LIBRO PRIMERO PAPA EUGENIO: CAPÍTULO VI
Capítulo
6
QUÉ ES LO QUE PARECE MAS PERFECTO
Escucha,
además, lo que piensa al respecto el Apóstol: Así que, ¿no hay
entre vosotros ningún entendido que pueda arbitrar entre dos
hermanos? Y concluye: Lo digo para vergüenza vuestra. En los
pleitos tomáis por jueces a esa gente que en la iglesia no pinta
nada. Luego, según el Apóstol, usurpas para ti indignamente un
oficio vil, una categoría de las más despreciables. Por eso el
mismo Apóstol, instruyendo a otro apóstol, le decía: Nadie que
trate de servir a Dios se enreda en asuntos mundanos. Pero yo soy
más condescendiente contigo; no te exijo tanto, sino únicamente lo
que en realidad está a tu alcance.
Creo
que, en estos tiempos, los hombres que litigan por los bienes
materiales y que piden justicia, no tolerarían que les respondieses
con una reacción parecida a la del Señor: Hombre, ¿quién me ha
nombrado juez o árbitro entre vosotros?. ¿Qué pensarían
inmediatamente de ti? Dirían: Habla como si fuese un rudo ignorante
que se olvida de que es el primado; deshonra su Sede suprema y la
gloriosa dignidad apostólica. Sí, lo dirían; pero jamás podrían
demostrar que apóstol alguno se haya constituido en juez de los
hombres, especializado en pleitos sobre lindes o partición de
herencias. Lo que sí he visto es que los apóstoles comparecieron
para ser juzgados; pero nunca he podido comprobar que se hayan
sentado para actuar como jueces. Eso lo harán un día que todavía
no ha llegado. ¿o acaso el siervo se rebaja en su dignidad cuando
no intenta ser mayor que su señor? No creo que desdiga del alumno
no ser superior a su maestro, ni que sea indigno de un hijo no
salirse de las prohibiciones que le impusieron sus padres. ¿Quién
me constituyó juez? Lo dijo él, el Señor y el Maestro. ¿Puede
ahora sentirse ofendido el siervo o el alumno que no se erige en
juez universal?
Tampoco creo
que posea un buen criterio quien piense que es indigno de los
apóstoles y de sus sucesores carecer de competencia para ser Jueces
en toda clase de causas, cuando sólo recibieron potestad para las
más trascendentales. ¿Por qué no puede no despreciar el rebajarse
a juzgar los pleitos más miserables quienes un día juzgarán a los
mismos ángeles del cielo? Tú tienes jurisdicción sobre los
delitos, no sobre las posesiones; recibiste las llaves del reino de
los cielos para cerrar sus puertas a los pecadores, no a los
terratenientes. Para que sepáis -afirma- que el Hijo del hombre
tiene poder en la tierra para perdonar los pecados... ¿Qué
potestad y dignidad te parece mayor: la de perdonar los pecados o la
de dirimir pleitos? No hay comparación posible. Ya hay jueces para
esos asuntos tan ruines y terrenos: ahí están los príncipes y los
reyes de este mundo. ¿Por qué te entrometes en competencias
ajenas? ¿Cómo te atreves a poner tu hoz en la mies que no es tuya?

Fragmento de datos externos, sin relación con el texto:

PR #536, opened 2023-04-24
Update io-debezium-source.md

raymondBourges:
Without "topicName" in YAML definition file "bin/pulsar-admin source localrun --source-config-file debezium-postgres-source-config.yaml" exits with a "Topic name cannot be null" error.

Note : I just can give topic name online (without using a YAML file) within --sourceConfig parameter of bin/function-localrunner command but this command is not present in this documentation. Here, just bin/pulsar-admin is documented but it doesn't accept topic name as parameter.

### Documentation

- [x] `doc` 
- [ ] `doc-required` 
- [ ] `doc-not-needed` 
- [ ] `doc-complete`


Anonymitaet:
@liangyepianzhou Could you please review this PR from a technical perspective? TIA!

versioned_docs/version-2.11.x/io-debezium-source.md
```diff
@@ -268,6 +268,7 @@ You can use one of the following methods to create a configuration file.
   inputs: [ "debezium-postgres-topic" ]
   archive: "connectors/pulsar-io-debezium-postgres-@pulsar:version@.nar"
   parallelism: 1
+  topicName: "public/default/log-debezium-postgres"
```
liangyepianzhou, line 271: Do you verify it?
I see the configuration in Pulsar just "log-debezium-postgres" [here](https://github.com/apache/pulsar/blob/master/pulsar-io/debezium/postgres/src/main/resources/debezium-postgres-source-config.yaml#L35).

image

tisonkun: It seems the tenant and namespace part can be auto appended so both is correct?

tisonkun:
We actually have a similar PR for this topic - https://github.com/apache/pulsar-site/pull/388.

@raymondBourges

raymondBourges:
@tisonkun,
"to verify your change" --> I'm not sure what you expect from me.
I just wanted to contribute to the documentation where in https://pulsar.apache.org/docs/2.11.x/io-debezium-source/#example-of-postgresql the example that is given does not work since " topicName" is required.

No es porque tú seas indigno, sino porque es indigno de ti
injerirte en causas semejantes, cuando debes ocuparte de realidades
superiores. Y si alguna vez lo requiere así un caso especial,
conviene que recuerdes no ya mi opinión personal, sino la del mismo
Apóstol, que dice: Si vosotros vais a juzgar al mundo, seréis
incapaces de juzgar esas otras causas más pequeñas.
SOBRE EL PAPA EUGENIO. LIBRO PRIMERO. CAPÍTULO VII
Capítulo
7
Pero
una cosa es caer incidentalmente en esas causas, cuando lo apremian
razones de peso, y otra entregarse a ellas plenamente, como si se
tratara de los asuntos más graves que requieren toda nuestra
dedicación. Debería recordarte otras muchísimas razones, si
tratara de exponerte todos los argumentos más convincentes, con los
consejos más atinados y sinceros. Mas ¿para qué? Corren días
malos y ya te he insistido suficientemente en que no te des del
todo, ni siempre, a la acción, sino que te reserves para la
consideración algo de ti mismo, de tu corazón y de tu tiempo. Y te
lo digo pensando más en tu necesidad que en la equidad, aunque no
es contra justicia ceder a lo necesario.
NECESIDAD
DE LA CONSIDERACIÓN
Es
lícito hacer lo que creemos más conveniente. Por tanto, de suyo,
siempre y en toda ocasión, se debe preferir la piedad como un valor
absoluto. Porque es útil para todo; así nos lo muestra
indiscutiblemente nuestra razón. ¿Me preguntas qué es la piedad?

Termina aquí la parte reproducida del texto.